Сказав так, отец закрыл глаза и умолк.

— Спуталась с пустотой?

— Да.

— А после этого ты меня вырастил. Ты об этом?

Отец кашлянул.

— Ну я же тебе сказал, — произнес он тоном, каким непонятливому ребенку в третий раз объясняют одно и то же. — Если не понял без объяснений, значит, бесполезно объяснять.

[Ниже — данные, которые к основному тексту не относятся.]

PR #1933, opened 2026-06-25
fix(api): drop malformed rows from the neuron-history builders

philluiz2323:
## Summary

- `buildNeuronHistory` and `buildSubnetHistory` (`src/neuron-history.mjs`) were the only response builders left that set `point_count: rows.length` and mapped every row WITHOUT the `.filter(Boolean)` guard the sibling feed builders use. They are the missed siblings of #1793 ("drop malformed rows from subnet metagraph and validator arrays").

## What Changed

- `buildNeuronHistory`: compute `formatNeuron(r)` first; a non-object row (where `formatNeuron` returns `null`) is dropped instead of leaking a partial bare-date point, and no longer throws on `r.snapshot_date` for a `null`/`undefined` element. `point_count` now equals `points.length`.
- `buildSubnetHistory`: filter to object rows before mapping, so a `null`/`undefined` element never throws on `r.snapshot_date` and the count tracks the array.
- Both tolerate a `null`/`undefined` `rows` argument (empty series).
- Added unit tests asserting malformed rows are dropped and `point_count === points.length` for both builders (valid sparse object rows are still kept, unchanged).

This restores the same `*_count === array.length` invariant #1793 established, mirroring `buildSubnetMetagraph` (`src/metagraph-neurons.mjs`) and the blocks/extrinsics/account-events builders' `.filter(Boolean)`. No contract change: a malformed row never produced a valid point; only the count and a throw edge are corrected.

Fixes #1930

## Registry Safety

- [x] Public API/OpenAPI/schema changes are intentional and documented. (None: a malformed row never produced a valid point.)

## Validation

- [x] `npm run worker:test` (tests/neuron-history.test.mjs)
- [x] `npx prettier@3.8.4 --check` on the changed files
- [x] `git diff --check`

### DIFF
--- a/src/neuron-history.mjs
+++ b/src/neuron-history.mjs
@@ -285,18 +285,30 @@ export const NEURON_DAILY_READ_COLUMNS = `snapshot_date, ${NEURON_COLUMNS}`;
 // Per-UID time series: one point per snapshot_date (the handler queries newest
 // first, bounded by MAX_HISTORY_POINTS), each a live-shaped neuron plus its date.
 export function buildNeuronHistory(rows, netuid, uid, { window } = {}) {
+  // Drop any malformed row (formatNeuron → null on a non-object element) so a
+  // point is never a bare date with no neuron data, and point_count tracks the
+  // emitted array — mirroring buildSubnetMetagraph and the blocks/extrinsics
+  // feed builders (#1793). Computing formatNeuron first also stops a null/
+  // undefined element from throwing on r.snapshot_date.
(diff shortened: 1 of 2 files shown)


JSONbored (commented):
[#1933](https://github.com/JSONbored/metagraphed/issues/1933) — CLOSE. neuron-history filter(Boolean) patches a condition d1All (returns result.results || [], always an object array) can't produce; point_count === points.length already holds. Can't-occur, bad on its own merit — closed on the defect, not the farming.

PR #1937, opened 2026-06-25
feat(webhooks): support secret rotation and revocation for subscriptions

### LINKED ISSUE #1931: feat(webhooks): rotate and revoke a subscription's signing secret
## Problem

A webhook subscription's signing secret is set once at creation (`validateSubscriptionInput` in `src/webhooks.mjs`) and can never be changed: the routes in `workers/api.mjs` expose only `POST` create, `GET`, and `DELETE`. **If a signing secret leaks there is no safe remedy.** The only path is delete and recreate, which mints a new subscription id and drops the delivery and redelivery (dead-letter) state, and the leaked secret keeps forging valid signatures right up until the delete lands. Rotation with a short overlap window is the standard fix (Stripe, GitHub, Svix), but the motivation here is our own exposure, not the analogy.

## Proposal

Two secret-authenticated actions on an existing subscription, authenticated with the current active secret via the existing `x-metagraph-webhook-secret` header (identical to how `DELETE` already authenticates, no new credential):

- `POST /api/v1/webhooks/subscriptions/{id}/rotate` installs a new active secret (caller-supplied or generated), demotes the current one to a time-boxed grace window, and returns the new secret once (the same one-time secret display as create).
- `POST /api/v1/webhooks/subscriptions/{id}/revoke` ends the grace window immediately so a known-leaked secret is retired at once. Idempotent.

During the grace window every delivery is signed with all valid secrets and `x-metagraph-signature` carries a comma-separated list, so a consumer verifies against either entry while it rolls over.

Proposed request/response shape (for discussion):

```http
POST /api/v1/webhooks/subscriptions/sub_123/rotate
x-metagraph-webhook-secret: <current active secret>

{ "grace_seconds": 86400 }
```

```json
{
  "id": "sub_123",
  "secret": "<new active secret, shown once>",
  "rotated_at": "2026-06-25T00:00:00.000Z",
  "previous_secret_expires_at": "2026-06-26T00:00:00.000Z"
}
```

`grace_seconds` defaults to 24h, is capped at 30d, and `0` retires the old secret immediately.

## Implementation notes

- Backward compatible: a single-secret subscription keeps the exact same single-signature wire format. `GET` exposes only the rotation timestamps (`rotated_at`, `previous_secret_expires_at`), never secret values.
- No OpenAPI or generated-contract change, no artifact churn.
- Scope: webhook module plus its two routes plus tests; no other subsystems.
- Out of scope: no UI, no new OpenAPI surface, single-secret wire format unchanged.

fansilas:
## Summary

A webhook subscription could set a signing secret once at creation with no way to change it afterward. If that secret leaked, the only remedy was deleting and recreating the subscription, which dropped the subscription id and its delivery state, and the old secret kept producing valid signatures until then. This adds a standard rotation flow plus immediate revocation. Existing subscriptions with a single secret keep working unchanged.

Closes #1931 

## What Changed

- Added `POST /api/v1/webhooks/subscriptions/{id}/rotate`: installs a new active secret, demotes the current one to a grace window, and returns the new secret once.
- Added `POST /api/v1/webhooks/subscriptions/{id}/revoke`: ends the grace window immediately so only the active secret remains valid (idempotent when nothing is pending).
- During a grace window, deliveries are signed with every valid secret and the `x-metagraph-signature` header carries a comma separated list, so a consumer can verify against either while it rolls over. A subscription with one secret keeps the exact same single signature format as before.
- Rotate and revoke authenticate with the subscription secret in the `x-metagraph-webhook-secret` header, matching the existing delete flow. `grace_seconds` is configurable (default 24h, capped at 30 days); a value of `0` retires the old secret immediately, which is the right move when the active secret is known to have leaked.
- `GET` now surfaces rotation metadata (`rotated_at`, `previous_secret_expires_at`) and still never returns any secret value.
- Factored out shared load plus authenticate and persist helpers so delete, rotate, and revoke no longer repeat the same prologue.
- Added unit coverage for the new signing, rotation, and revocation helpers and route level coverage for the full create, rotate, grace, revoke, delete lifecycle. Changed code is fully covered.

Note: the webhook management routes are not part of the OpenAPI contract (consistent with the existing create, get, and delete routes), so no generated artifacts change.

## Registry Safety

## Validation

- [x] `npm run check`
- [x] `npm run validate`
- [x] `npm run validate:api`
- [x] `npm run validate:docs`
- [x] `npm run worker:test`
- [x] `npm run test:coverage`
- [x] `git diff --check`


JSONbored (commented):
I'm closing this. It's a resubmission of [#1875](https://github.com/JSONbored/metagraphed/pull/1875), which I closed the same day with: "Well-built, but it's ~890 lines of net-new lifecycle machinery on a subsystem with no demonstrated demand and no tracked issue. One focused, aligned change per PR — file an issue to land the design first."

That prerequisite hasn't been met. I searched the issue tracker — there's no maintainer-opened issue requesting webhook secret rotation or revocation. The same lifecycle machinery lands here unchanged. If this changes in the future, feel free to resubmit, but until then please stop resubmitting this PR.

PR #1611, opened 2026-06-24
feat(api): numeric range filters (min_/max_) on list endpoints

oktofeesh1:
Closes #1610

## Summary

Add a generic **numeric range filter** to the list-query engine. The engine had exact-equality, CSV-membership, and array-membership filters plus sort and `q` search — but no way to filter by a numeric range, even though collections sort by many numeric fields. Now a collection declares which numeric fields support ranges, and each field `F` accepts inclusive `min_F` / `max_F` query params.

```
GET /api/v1/subnets?min_surface_count=5             # ≥ 5 callable surfaces
GET /api/v1/subnets?min_tempo=100&max_tempo=360     # tempo band
GET /api/v1/subnets?max_candidate_count=0&sort=surface_count&order=desc
```

Wired to the `subnets` collection (`surface_count`, `probed_surface_count`, `candidate_count`, `participant_count`, `mechanism_count`, `tempo`, `block`). The mechanism is collection-agnostic — any collection can opt in via `queryCollection({ rangeFilters: [...] })`. This also generalizes the one-off `min_readiness` the MCP `list_subnets` tool hand-rolled.

## What Changed

- `src/contracts.mjs` — `queryCollection` gains a `rangeFilters` field; `listQuery` auto-generates a `min_F`/`max_F` OpenAPI parameter pair per range field (exactly like the existing filter params); `subnets` opts in.
- `workers/list-query.mjs` — a `rangeFilterRows` step (between filter and sort), `validateListQuery` rejects a non-numeric bound, and a `numberParam` helper parses a finite decimal bound.
- Semantics: inclusive bounds; a row whose field is **absent or non-numeric is excluded** once a bound on it is set; **no range param is a no-op**.
- Regenerated the gated contract artifacts (`openapi.json`, `api-index.json`, `types.d.ts`, generated client).

## Registry Safety

- [x] No secrets, PATs, wallet data, private dashboards, private URLs, or validator-local state.
- [x] Generated artifacts were produced by repo scripts, not hand-edited. (`npm run build`)
- [x] R2-only/high-churn detail artifacts are not committed.
- [x] Public API/OpenAPI/schema changes are intentional and documented. (additive query params, auto-generated into the contract)

## Validation

- [x] `npm run lint` / `npm run format:check` — clean
- [x] `validate:openapi` (73 routes) · `validate:contract-drift` · `validate:openapi-examples` (73/73) · `validate:generated-client` · `validate:types` · `validate:schema-enums` · `validate:api` (73 routes) — all pass
[...]

PR #1947, opened 2026-06-25
feat(api): negation filters (not_) on list endpoints

### LINKED ISSUE #1946: List query: add negation (exclusion) filters (not_<field>) to the list-query engine
## Problem

The shared list-query engine (`workers/list-query.mjs`, `API_QUERY_COLLECTIONS`) supports several *inclusion* primitives — exact-equality, CSV-membership, array-membership, inclusive numeric range (`min_`/`max_`, #1610), free-text `q`, sort, and cursor pagination. But there is no way to do the complement: **exclude** rows that match a value. Every filter can only narrow *to* a value, never *away from* one.

That leaves natural discovery queries unexpressible without client-side post-filtering, e.g.:
- all endpoints **except** `status=ok`
- all surfaces **except** `kind=docs`
- all incidents **except** `severity=low`
- all subnets **except** a given `netuid` / set of `netuids`

## Proposal

Add a generic negation parameter `not_<field>` for every configured filter field `F`: `?not_F=v` returns exactly the complement of `?F=v`. It is the field-for-field logical negation of the existing filter match (CSV-membership, array-membership, and scalar/array equality all mirrored), validated against the same per-field schema, so a `not_F` accepts exactly the values `F` does.

This is a small, generic engine addition that parallels the `min_`/`max_` range filters: no new routes, no per-collection special-casing — it derives from the existing `filters` allow-list and applies uniformly across all list collections.

jason020818:
## Summary

The shared list-query engine (`workers/list-query.mjs`) supported several *inclusion* primitives — exact-equality, CSV-membership, array-membership, inclusive numeric range (`min_`/`max_`, #1611), free-text `q`, sort, and cursor pagination — but no way to **exclude** rows matching a value. Every filter could narrow *to* a value, never *away from* one.

This adds a generic negation parameter `not_<field>` for each configured filter field `F`: `?not_F=v` returns the exact complement of `?F=v`. It is the field-for-field logical negation of the existing match (CSV-membership, array-membership, and scalar/array equality all mirrored), validated against the same per-field schema, so a `not_F` accepts exactly the values `F` does. It derives from the existing `filters` allow-list and applies uniformly across every list collection — no new routes, no per-collection special-casing — parallel to the `min_`/`max_` range filters.

Examples now expressible server-side:
- `?not_status=active` — every subnet except active ones
- `?not_netuids=1,3` — exclude a set of netuids
- `?not_domain=agents` — exclude an array-membership domain

## Changes

- `workers/list-query.mjs`: `excludeFilterRows` (the negation pass, wired after the range filter) and a `validateFilterValue` helper so each field validates both its inclusion (`F`) and exclusion (`not_F`) param against the same schema.
- `src/contracts.mjs`: emit a `not_F` query parameter for every filter field.
- Regenerated `openapi.json`, `api-index.json`, and the generated type/client declarations.
- `tests/list-query.test.mjs`: 13 cases covering scalar/CSV/array negation, the absent-field rule, multi-`not_` AND, the exact-complement partition, composition with range/search/sort, and the four validation branches.

## Validation

- `npm run lint`, `npm run format:check`, `npm run validate`, `npm run validate:contract-drift`, `npm run validate:openapi` — all green
- `npx vitest run tests/list-query.test.mjs` — 47 passed; new lines fully covered

Closes #1946

### DIFF
--- a/.release-please-manifest.json
+++ b/.release-please-manifest.json
@@ -1,5 +1,5 @@
 {
-  "packages/client": "0.7.0",
+  "packages/client": "0.8.0",
   "python": "0.4.1",
   ".": "0.24.0"
 }
--- a/generated/metagraphed-api.d.ts
+++ b/generated/metagraphed-api.d.ts
@@ -6630,6 +6630,10 @@ export interface operations {
                 kind?: "archive" | "dashboard" | "data-artifact" | "docs" | "example" | "openapi" | "repo-registry" | "sdk" | "source-repo" | "sse" | "subnet-api" | "subtensor-rpc" | "subtensor-wss" | "website";
                 provider?: string;
                 state?: "schema-invalid" | "schema-valid" | "maintainer-review" | "verified" | "stale" | "rejected";
+                not_netuid?: number;
+                not_kind?: "archive" | "dashboard" | "data-artifact" | "docs" | "example" | "openapi" | "repo-registry" | "sdk" | "source-repo" | "sse" | "subnet-api" | "subtensor-rpc" | "subtensor-wss" | "website";
+                not_provider?: string;
+                not_state?: "schema-invalid" | "schema-valid" | "maintainer-review" | "verified" | "stale" | "rejected";
                 fields?: string;
                 limit?: number;
                 cursor?: number;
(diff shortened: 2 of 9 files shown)


JSONbored (commented):
Base conflict against current main (workers/list-query.mjs moved under it); gh pr update-branch refuses it. One-shot close — rebase the not_ negation work onto current main and reopen.

PR #9169, opened 2026-08-02
feat(poller): run the chain-state poller as a Cloudflare Container

JSONbored:
#209's poller half, deployed and running: the box's `indexer-rs-poller` died with the box, freezing the metagraph-state family at its last poll. This revives it on Cloudflare Containers in the Postgres-free shape #9162 made possible.

## Shape

- `apps/indexer-rs/Dockerfile.poller` — same build as the main Dockerfile, but bakes `POLLER_ONLY=metagraph,subnet-hyperparams,account-identity` and the poller CMD (Containers configure an image, not a command, so the selection must live in the image; the main Dockerfile keeps backfill's CMD untouched)
- `workers/poller-container.ts` — a minimal Worker keeping ONE instance alive. **Liveness is by cron, not by request**: the poller serves no HTTP, so a 5-minute scheduled ping revives it after eviction/crash/deploy, and the 15-minute metagraph cadence bounds a worst-case restart at one missed tick
- `wrangler.poller.jsonc` — the `metagraphed-poller` worker: container binding, singleton DO, cron

The three lanes read the chain over public RPC and POST to the api worker's token-authed sync routes, which persist to D1 (#9157 + siblings) — no database access anywhere in the container.

## Already live

Deployed ahead of merge (this config deploys via `wrangler deploy -c wrangler.poller.jsonc`, not Workers Builds): application created, secrets set, cron armed. Freshness is verifiable as `neurons.captured_at` advancing in D1 every ~15 min.

## Explicitly out of scope

The five Postgres-backed lanes (ownership, balances, nominators, self-stake, self-health) stay disabled until they have a Cloudflare-native sink, and the block-stream decode Containers indexer is separate follow-up — both tracked in #9146.

Refs #9146.

### DIFF
--- a/apps/indexer-rs/Dockerfile.poller
+++ b/apps/indexer-rs/Dockerfile.poller
@@ -1,0 +1,26 @@
+# The POLLER image for the Cloudflare Container deployment (#209 /
+# metagraphed#9146): identical build to ./Dockerfile, but with the poller as
+# the image CMD. The main Dockerfile keeps backfill's entrypoint as CMD and
+# selects the poller via docker_container `command:` on the box -- Cloudflare
+# Containers configure an image, not a command, so the selection has to live
+# in the image itself here. Two Dockerfiles sharing the build stanza verbatim
+# is the cost; a divergence would surface as a build failure, not a silent
+# behavioral difference, since both COPY the same two binaries.
+FROM rust:1-bookworm AS build
+WORKDIR /app
+COPY Cargo.toml Cargo.lock ./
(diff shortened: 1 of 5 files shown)


JSONbored:
Superseded by #9171 + the private-repo move: the poller container's source and deploy config now live in metagraphed-infra (services/indexer-rs) per the infrastructure/backend boundary decision. The deployed metagraphed-poller worker is unaffected and stays live — future deploys run from the private checkout.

— То есть, по-твоему, я появился из пустоты? — уточнил Тэнго.

Никакого ответа.

Сцепив пальцы рук на коленях, Тэнго вновь заглянул отцу прямо в лицо. А ведь этот старик — вовсе не опустевшая скорлупа, подумал он. И совсем не безжизненная горстка костей и плоти. Сохраняя упрямый характер и сумеречный рассудок, он продолжает бороться за жизнь здесь, в лечебнице на морском берегу. Пока его память еще сражается с пустотой на равных. Но он прекрасно понимает, что уже очень скоро пустота окончательно поглотит его, хочет он того или нет. Всего лишь вопрос времени. Не эту ли пустоту он имел в виду, отвечая на вопрос, откуда появился Тэнго?

Макушки сосен в наползающих сумерках вновь качнуло порывом ветра, и Тэнго различил в их шелесте стон морских волн. Или просто почудилось?

Глава 9

_______________________

АОМАМЭ

Милость, дарованная свыше

Аомамэ шагнула в комнату, и Бонза, войдя за ней следом, тихонько затворил за спиною дверь. Их встретил кромешный мрак. Толстенные шторы на окнах защищали все, что было в комнате, от света внешнего мира. Слабые лучики, пробивавшиеся в щели между ними, лишь подчеркивали и без того непроглядную тьму.

Точно в кинозале или планетарии, глаза привыкали к темноте постепенно. Сначала Аомамэ различила низкий столик, на нем — электронные часы с зелеными цифрами 7.20. А чуть погодя — огромную кровать в углу. Столик с часами стоял у самого изголовья. Хотя размерами эта комната уступала предыдущей, обычный гостиничный номер все равно не шел с нею ни в какое сравнение.

На кровати большой черной кучей громоздилось нечто бесформенное. Настолько бесформенное, что прошло еще с полминуты, прежде чем Аомамэ разглядела: перед ней — человек. Совершенно недвижный, без малейших признаков жизни. Дыхания тоже не слышалось. Кроме слабого шелеста кондиционера в потолке, никаких звуков в комнате не раздавалось. И все-таки человек на кровати был жив. По крайней мере, Бонза вел себя так, будто в этом не сомневался.

Исполинских размеров тело. Вероятно, мужчина. Толком не разобрать, но на вошедших, похоже, не смотрит. Не под одеялом: кровать застелена, он лежит поверх покрывала на животе. Так огромное истерзанное животное, прячась в дальнем углу пещеры, зализывает раны и сберегает остаток сил.

— Время, господин, — сказал Бонза, обращаясь в сторону кровати. Напряженным тоном, какого раньше за ним не замечалось.

Услышал ли его «господин», было неясно. Темная груда на кровати не шелохнулась. Бонза попятился, подпер спиной дверь и замер, ожидая указаний. В комнате воцарилось такое беззвучие, что стало слышно, как кто-то сглотнул слюну. Лишь пару секунд спустя Аомамэ сообразила, что этот кто-то — она сама. Держа сумку в правой руке, она тоже застыла, ожидая, что дальше. Цифры на часах сменились на 7.22, потом на 7.23.

Черная куча на кровати зашевелилась. Сначала слегка задрожала, а потом начала менять очертания. Как будто человек крепко спал — или находился в состоянии, похожем на сон, — а теперь проснулся. Задвигал конечностями, оторвал от подушки голову, попытался сообразить, что с ним происходит. И наконец сел на кровати, скрестив ноги. Определенно мужчина, убедилась Аомамэ.

— Время, господин, — повторил Бонза.

И тут мужчина с шумом выпустил воздух из легких. Его выдох был тяжелым и медленным, будто со дна глубокого колодца. Затем последовал вдох — столь же долгий, но бурный и прерывистый, как ветер меж деревьев в лесу. Два разных звука, сменяя друг друга, повторялись снова и снова, а между ними повисали долгие интервалы тишины. Слушая это размеренное и многозначное дыхание, Аомамэ ощутила себя в абсолютно чуждом ей мире. Все равно что на дне океана или на неведомой планете. Докуда можно только добраться, но откуда возврата нет.